• EXERCISE GOAL: The required output is all lines below that contain the word "will".

• STORED DATA:
PR #545, opened 2018-06-21
8554 make country required in coops

arisah-ijeoma:
With this, coops that have divisions that don't have currencies will have to be set manually

### DIFF
--- a/app/models/organization.rb
+++ b/app/models/organization.rb
@@ -49,7 +49,7 @@ class Organization < ActiveRecord::Base
   include DivisionBased
 
   belongs_to :division
-  belongs_to :country
+  belongs_to :country, required: true
   belongs_to :primary_contact, class_name: 'Person'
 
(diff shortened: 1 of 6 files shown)


app/models/organization.rb
```diff
@@ -49,7 +49,7 @@ class Organization < ActiveRecord::Base
   include DivisionBased
 
   belongs_to :division
-  belongs_to :country
+  belongs_to :country, required: true
```
linesarefuzzy: "You can use :inverse_of to avoid an extra query during validation."
https://apidock.com/rails/ActiveRecord/Associations/ClassMethods/belongs_to

arisah-ijeoma: this would only work out if there is an association on both models

as it stands, there is only a belongs_to association in the organization model but there is no corresponding association to organization in the country model

PR #547, opened 2018-07-03
8583 nested divisions public site

arisah-ijeoma:


emitche:
@arisah-ijeoma Do you know why the tests are failing? Are you able to fix them at this time? Thank you!

app/helpers/application_helper.rb
```diff
@@ -72,4 +72,28 @@ def content_tag_if(condition, *args, &block)
   def app_version_number
     @app_version ||= File.read(File.join(Rails.root, "VERSION"))
   end
+
+  def division_select_options(include_root: true, include_all: false, public: false)
+    divisions = public ? Division.published : current_user.accessible_divisions
```
meltheadorable: I think these calls should really be wrapped in a `policy_scope` call -- we don't want to be setting up any public-facing records that haven't been filtered through the policy/authorization system

app/helpers/application_helper.rb
```diff
@@ -72,4 +72,28 @@ def content_tag_if(condition, *args, &block)
   def app_version_number
     @app_version ||= File.read(File.join(Rails.root, "VERSION"))
   end
+
+  def division_select_options(include_root: true, include_all: false, public: false)
```
meltheadorable: Can we default to the more restrictive option (`public_only: true` [and also change `public` to `public_only`]) and change the other calls to match? 

In general it's a best practice, when you're dealing with collections that can either be more or less restricted, to make the default the more restricted option, that way there's less of a chance that you'll leak any extra information.

arisah-ijeoma: thank you

app/helpers/application_helper.rb
arisah-ijeoma: 👍

PR #548, opened 2018-07-04
fix table not rendering

arisah-ijeoma:


emitche:
`html_safe` shouldn't be used on user-generated content. We could use `sanitize` instead. But we'd need to specify which attributes are allowed.

Example:
`<%= sanitize @comment.body, tags: %w(strong em a), attributes: %w(href) %>`
See the [Rails Helper documentation](http://api.rubyonrails.org/classes/ActionView/Helpers/SanitizeHelper.html).

emitche:
To capture all the features that have not been captured since adding sanitize, we also need to add `b i u ol ul p` to tags.

We also need to add the attributes `style src data-filename`.

Underline using `u` was phased out, so it's interesting that Summernote uses it.

emitche:
Looking good so far. The bug is fixed. Thank you!

arisah-ijeoma:
for the other bit with images, I'm going to update #549 
that pr will be merged in here before this is merged into develop

PR #549, opened 2018-07-04
8599 images can be added in summernote

arisah-ijeoma:


emitche:
The failed spec is unrelated to the changes.

arisah-ijeoma:
the pr depends on #548 8598

it has to be merged into it first

I have already set it as the base branch for this pr

emitche:
Thanks for the update!

emitche:
The styling is not saving on the images, just the images themselves. You might need to add the attributes `style src data-filename`.

app/views/admin/loans/questionnaires/_questionnaire_group.html.slim
```diff
@@ -84,12 +84,14 @@
               = f.input_field :"#{question.attribute_sym}[number]", as: :decimal,
                 value: response.number
 
-            - tags = %w(table tbody tr td b i u ol ul li p)
+            - tags = %w(table tbody tr td b i u ol ul p img)
```
emitche: We need to add `li` here.

emitche:
I didn't do a QA review on this yet. But there is a code revision that is needed because of changes since the last merge.

app/views/admin/loans/questionnaires/_questionnaire_group.html.slim
arisah-ijeoma: the lists were not saving appropriately

unordered and ordered @emitche

emitche: Oh. So we need to not include `li`?

emitche: I've tested the current functionality on staging. v2.11.1 uses this line: `- tags = %w(table tbody tr td b i u ol ul li p)` So we do need to include `li` in this list.

I will make that change.

emitche:
Saved tables do not display properly.

#### Edit view
image

#### Show view
image

This is how the table should display:

#### Edit view
(The last cell was initially D3 and changed to D34 in later images.)
image

#### Show view
image

emitche:
I am still working on QA for this ticket. It will be moved to a different sprint.

emitche:
summernote-init.js probably should be this when resolving the merge conflicts:

```
        ["table", ["table"]],
        ["para", ["ul", "ol", "paragraph"]],
        ["insert", ["link", "picture"]]
```

emitche:
QA review:

The image is not saving properly when tested in the UI. Instead, in the html, an empty `` tag exists.

I think the problem is that attributes are not enabled in the santitizer. These attributes are required to properly display the image. At a minimum, we need to include the attributes: style, src, and data-filename. We may also want to include _moz_resizing.

What shows in the html when I add an image into a loan memo response for Summernote while in the edit form view before saving:
image

What shows in the html when I save the form: (No image displays in the UI.)
image

emitche:
Test failure is a known failure unrelated to this ticket.

emitche:
I'd like to hold on merging this work until the Summernote work for documentation is completed.

PR #551, opened 2018-07-05
8577 main header divisions bug

emitche:
- Fix UI bug where header items jump when the division selector shows


emitche:
I can scope this more (by size of screen and container) if that would be useful.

• RESULT OF THIS EXERCISE:
With this, coops that have divisions that don't have currencies will have to be set manually
that pr will be merged in here before this is merged into develop
I will make that change.
I am still working on QA for this ticket. It will be moved to a different sprint.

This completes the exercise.